Aquaporin-4 (AQP4) is a basolateral water channel in collecting duct principal cells and assembles into orthogonal array particles (OAPs), the size of which appears to depend on relative expression levels of AQP4 splice variants. Because the higher-order organization of AQP4 was perturbed by vasopressin in Brattleboro rats and phosphorylation sites have been identified on AQP4, we investigated whether vasopressin and forskolin (Fk) affect AQP4 assembly and/or expression in LLC-PK1 cells stably transfected with the AQP4 splice variant M23, which is responsible for formation of OAPs, and/or the splice variant M1, which does not form OAPs. Our data show that [lys 8]-vasopressin (LVP) and Fk treatment led to differential increases in expression levels of M23-AQP4 and M1-AQP4 that varied as a function of incubation time. At early time points (day 1) expression of M1 was significantly stimulated (4.5-fold), over that of M23 (1.6-fold), but after 3 days the expression of M23 became predominant (4.1-fold) over that of M1 (1.9-fold). This pattern of stimulation was dependent on an intact AQP4 residue serine 111 and required protein synthesis.
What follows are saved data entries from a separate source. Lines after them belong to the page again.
PR #358, opened 2016-09-19
Add GetPublicCanonicalTLFNameAndID to implement KeybaseServiceBase

patrickxb:
To support public chats, need this info from KBFS.

r? @songgao 

cc @strib @maxtaco @mmaxim


libkbfs/keybase_service_base.go
```diff
@@ -619,3 +619,25 @@ func (k *KeybaseServiceBase) GetTLFCryptKeys(ctx context.Context,
 
 	return res, nil
 }
+
+// GetTLFCanonicalID implements the TlfKeysInterface interface for
+// KeybaseServiceBase.
+func (k *KeybaseServiceBase) GetTLFCanonicalID(ctx context.Context,
```
strib: What does "canonical ID" mean?  I don't think we have different ways to present a TLF ID.  I guess you're referring to the name?  Should this be `GetCanonicalTLFNameAndID`?

libkbfs/keybase_service_base.go
```diff
@@ -619,3 +619,25 @@ func (k *KeybaseServiceBase) GetTLFCryptKeys(ctx context.Context,
...
+	arg keybase1.GetTLFCanonicalIDArg) (res keybase1.TLFCanonicalID, err error) {
+	ctx = ctxWithRandomIDReplayable(ctx, CtxKeybaseServiceIDKey, CtxKeybaseServiceOpID,
+		k.log)
+	tlfHandle, err := k.getHandleFromFolderName(ctx, arg.TlfName, arg.Public)
```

In cells expressing both M1 and M23 (M1/M23 ∼ 1), with small sized OAPs at the membrane, the LVP/Fk-induced stimulation of M23 was modified and mimicked that of M1 when expressed alone, suggesting a dominant role for M1. In Brattleboro kidney inner medulla, an 8-day chronic exposure to the vasopressin agonist (dDAVP) led to reduction in M1 and a significant increase in M23 immunoblot staining (M1/M23 = 2/3→1/4). These results indicate that AQP4 organization and expression are regulated by vasopressin in vivo and in vitro and demonstrate that the dominant role for M1 is restricted to a one-to-one interaction between AQP4 splice variants that regulates the membrane expression of OAPs.
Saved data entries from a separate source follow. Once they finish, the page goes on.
PR #367, opened 2016-09-21
bug fix in delayed cancellation and caching EntryInfo for Create

songgao:


songgao:
So part of this PR is mainly for the situation where a context can get canceled right after `Create` handler enters the critical portion (MD Write), and it takes too long for the rest to finish. Since for `open()` that creates a file, an `Attr` is followed after the `Create`. This can cause `Attr` to fail.

I couldn't come up with an easy way to test this, but I did try cancelling at the end of the `Create` handler, which results in failure before the change and success after the change.

songgao:
Actually on a second look, I think the issue was probably caused by the delayed cancellation bug, where `canceled` was set to try right after original cancellation was cancelled, even though it had not cancelled the actual context yet. This caused the `Enable...` call afterwards for `Attr` to get a `context.Canceled` error even though the context might not have been canceled.

In other words, it seems the `eiCache` is probably not absolutely necessary unless we are worried about MD write taking longer than the grace period. What do you think? @strib

libfuse/file.go
```diff
@@ -11,19 +11,41 @@ import (
...
+}
+
 // Attr implements the fs.Node interface for File.
 func (f *File) Attr(ctx context.Context, a *fuse.Attr) (err error) {
 	f.folder.fs.log.CDebugf(ctx, "File Attr")
 	defer func() { f.folder.reportErr(ctx, libkbfs.ReadMode, err) }()
 
+	if f.eiCache != nil && ctx.Value(CtxIDKey) == f.eiCache.rid {
+		fillAttrWithMode(&f.eiCache.ei, a)
+		f.eiCache = nil
```
strib: You might need a lock for this?  Though I guess it's likely not necessary since there will only ever be one call with the same `rid`.  Maybe a comment explaining why this is ok?

libfuse/file.go
```diff
@@ -11,19 +11,41 @@ import (
 	"golang.org/x/net/context"
 )
 
+type eiCache struct {
+	ei  libkbfs.EntryInfo
+	rid string
```
strib: What does the "r" stand for?  "request"?  `reqID` might be clearer.

libfuse/file.go
```diff
@@ -11,19 +11,41 @@ import (
...
+}
+
 // File represents KBFS files.
 type File struct {
 	folder *Folder
 	node   libkbfs.Node
+
+	// for the Attr call after Create
+	eiCache *eiCache
```
strib: It might make sense to set this to `nil` on every modifying operation, including invalidates if that's easy.  Just in case another operation slips in between the create and the attr call. (In which case, you'd definitely need a lock.)

libkbfs/delayed_cancellation.go
```diff
@@ -192,17 +186,18 @@ func NewContextWithCancellationDelayer(
 // delayed cancellation for ctx. This is useful to indicate that the
 // operation(s) associated with the context has entered a critical state, and
 // it should not be canceled until after timeout or CleanupCancellationDelayer
-// is called.
+// is called. Note that if EnableDelayedCancellationWithGracePeriod is called
+// for the second time, and the grace period has started due to a cancellation,
+// the grace period would not be extended (i.e. timeout has no effect in this
+// case).
```
strib: Maybe add something like ", although no error will be returned" at the end of the sentence?  It's a little surprising that the new timeout will be ignored without an error being thrown.

songgao:
> I thought we checked in the logs and saw that the write was indeed taking a long time?

I was not sure about that, which was part of reasons why I brought it up. But yeah, sounds good!

libfuse/file.go
songgao: Yes; sounds good!

libfuse/file.go
songgao: But the request ID is "guarding" this right? So it means the cached EntryInfo is only valid for this particularly request ID. I'll add a comment for it?

libkbfs/delayed_cancellation.go
songgao: Sounds good!

libfuse/file.go
strib: I mean if this happens:

1. Bazil sends Create call, and it completes.
2. Another thread/process writes to the file somehow.
3. Bazil sends the corresponding Attr call.

I'm not sure if it's possible for (2) to sneak in between (1) and (3) -- maybe there's no way to get a file handle before the overall Create syscall returns.  But it might be possible, and maybe worth guarding against.

libfuse/file.go
songgao: Yeah I'll add a comment. Although as a pre-caution in case bazil changes, I guess we could use `atomic` for loading/storing `f.eiCache`. It wouldn't make it race-free (although I think the race is fine here since it's just setting `f.eiCache` to nil, which is not conflicting with presumably race situation where f.eiCache is already nil before line 45) but it'd eliminate the possibility of dereferencing null-pointer `f.ei.Cache` here

songgao: ah, nvm. I'll just add a lock!

libfuse/file.go
songgao: I see! I'll push another commit to set it to nil when modified

libfuse/file.go
```diff
@@ -5,24 +5,58 @@
...
+	cache *eiCache
+}
+
+func (c *eiCacheHolder) destroy() {
+	c.mu.Lock()
+	defer c.mu.Unlock()
+	c.cache = nil
+}
+
+func (c *eiCacheHolder) getAndDestroy(reqID string) (ei *libkbfs.EntryInfo) {
```
strib: Maybe `getAndDestroyIfMatches`?  Or something similar?  Otherwise it's a little confusing when `Attr` calls this with a wrong request ID.

libfuse/file.go
```diff
@@ -5,24 +5,58 @@
...
+
+// eiCacheHolder caches the EntryInfo for a particular reqID. It's used for the
+// Attr call after Create. This should only be used for operations with same
+// reqID.
+type eiCacheHolder struct {
+	mu    sync.Mutex
+	cache *eiCache
+}
+
+func (c *eiCacheHolder) destroy() {
```
strib: You should also call this in `libfuse.Folder.invalidateNodeDataRange()` and maybe in the `default` case of `libfuse.Folder.batchChangesInvalidate()`.

songgao: OK; I'll update it before merging!

libfuse/file.go
songgao: Sounds good!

Original languageEnglish (US)
JournalAmerican Journal of Physiology - Renal Physiology
Volume296
Issue number6
DOIs
StatePublished - Jun 2009

Fingerprint

Aquaporin 4
Vasopressins
Membranes
Colforsin
Lypressin
Aquaporin 2
Brattleboro Rats
Kidney Medulla
LLC-PK1 Cells
Particle Size
Serine

Keywords

  • Hydrophobic plasma membrane protein
  • Osmotic water transport

ASJC Scopus subject areas

  • Physiology
  • Urology

Cite this

Vasopressin-induced differential stimulation of AQP4 splice variants regulates the in-membrane assembly of orthogonal arrays. / Van Hoek, Alfred N.; Bouley, Richard; Lu, YingXian; Silberstein, Claudia; Brown, Dennis; Wax, Martin B.; Patil, Rajkumar V.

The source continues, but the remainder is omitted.